Valkov's educational background was only adequate. There was no “special school” or Institute of Foreign Languages in it. He had qualified for Moscow State University, where his major studies were geology and marketing. He got the most he could from the extra English courses that he took, and he was otherwise conscientious in learning to speak that language well. But he had no way of getting out of serving his two years in the army. His first professional job was as a geologist, one of many with the task of locating deposits of strategic minerals. He brought early attention to himself by helping to find much-needed cobalt deposits in the Urals and in Krasnoyarsk Territory. His knowledge of geology naturally embraced gemology. He was assigned a supervisory position at the diamond-mining installation in Aikhal. Never once was he heard to gripe about the Siberian remoteness, the extreme winter cold, or the merciless summer mosquitoes. After nearly three years he was advanced to an administrative spot at Aikhal. Then he was instrumental in vastly improving the quality and output of Aikhal's diamonds by insistently advocating changing over to electronic cutting and polishing machines. To make sure he was right he spent a lot of time learning firsthand all he could about the cutting and polishing process, and he got to be very chummy with several of the more experienced cutters. In 1975 he was put in charge of the Aikhal installation. The state couldn't have done better. During Valkov's six years Aikhal didn't have a single major setback, in fact it had hardly any problems at all. Valkov was as strict as he had to be with the personnel, got rid of the chronic bitchers while he scratched the backs of the essential skilled workers, particularly the cutters.

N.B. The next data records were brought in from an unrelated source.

PR #50, opened 2019-07-12
fix: use selected format instead of file extension for Content-Type header

Mohammer5:
This PR will change the way what Content-Type header is being sent with the request.
This will allow to send .zip files without having to have .json.zip as file extension.

Fixes DHIS2-6247 (https://jira.dhis2.org/browse/DHIS2-6247)

### DIFF
--- a/i18n/en.pot
+++ b/i18n/en.pot
@@ -5,8 +5,8 @@ msgstr ""
 "Content-Type: text/plain; charset=utf-8\n"
 "Content-Transfer-Encoding: 8bit\n"
 "Plural-Forms: nplurals=2; plural=(n != 1)\n"
-"POT-Creation-Date: 2019-04-09T14:14:19.008Z\n"
-"PO-Revision-Date: 2019-04-09T14:14:19.008Z\n"
+"POT-Creation-Date: 2019-07-12T06:06:14.220Z\n"
+"PO-Revision-Date: 2019-07-12T06:06:14.220Z\n"
 
 msgid "user is not logged in"
 msgstr ""
@@ -140,9 +140,6 @@ msgstr ""
 msgid "Identifier"
 msgstr ""
 
-msgid "Import Mode"
-msgstr ""
-
 msgid "Report Mode"
 msgstr ""
 
@@ -249,12 +246,6 @@ msgid "Skip check (fast)"
 msgstr ""
 
 msgid "Check (safe, recommended)"
-msgstr ""
-
-msgid "Commit"
-msgstr ""
-
-msgid "Validate"
 msgstr ""
 
 msgid "AUTO"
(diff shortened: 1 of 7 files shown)


HendrikThePendric:
I've carried on testing by just using my local (docker based) dhis2-core instance and running the app in dev mode. Most of this app seems to be broken. And this seems to be the case both on master as well as on this branch. And I have never worked on this app before, so I am not aware of any gotchas or limitations. As such, it is impossible for me to review this PR: I don't know what is supposed to be working and what is supposed to be broken (locally).

Mohammer5:
> When the format (chosen in the UI) and the actual file type don't match, I don't get a warning about this. Instead, I have to read in the collapsed logger what's gone wrong. In the meanwhile, the progress indicator keeps spinning. In the master branch this type of scenario seemed to be handled better. Is there a way you could implement the current changes, but still keep the errors as they were on master?

The current version on master checks the type by extracting it from the file name.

His outstanding account of himself at Aikhal got him the Almazjuvelirexport appointment. It was a huge step up. Valkov relished the recognition, but what delighted him more and what anyone in his place would have considered the real reward was the privileges. The spacious apartment and chauffeured Zil limousine. The dacha on the Bay of Finland, the permanent passport and unrestricted foreign travel. At last, the quality life he deserved, he thought. What it also meant was a happier and, therefore, a more sexually cooperative wife. He had married Yelena while he was in charge of the Aikhal installation. She had detested the place, likened it to Siberian exile. Numerous times she threatened to flee. Valkov was constantly having to placate her. She wasn't the sort of woman who would tolerate mistreatment. Untypically, she didn't have the fatalistic attitude that made most Slav women accept their poor lot. The majority of Slav women resented it, perhaps, but not outwardly or actively, when a Russian male spewed such things as “Women are more useful than equal” or “A woman has no soul, only vapor.” Yelena Valkova was not the sort to take that, would never be. She was different. For one thing, she was beautiful. Not hefty from a too starchy diet as most Soviet women, but tall and slender. No doubt her beauty had a lot to do with shaping her outlook. Beauty had the right to demand, she believed, and she wasn't at all modest about how important it was to her that she
have
things. Yelena was driven with wants. What she certainly
didn't
want, however, was a child. Nor did Valkov. During their eight years of marriage she'd had six abortions. She didn't bother Valkov with them. They were her problem. She just went and had them. Having six abortions wasn't that unusual but it did put her just slightly ahead of the average number for Soviet women of child-bearing age.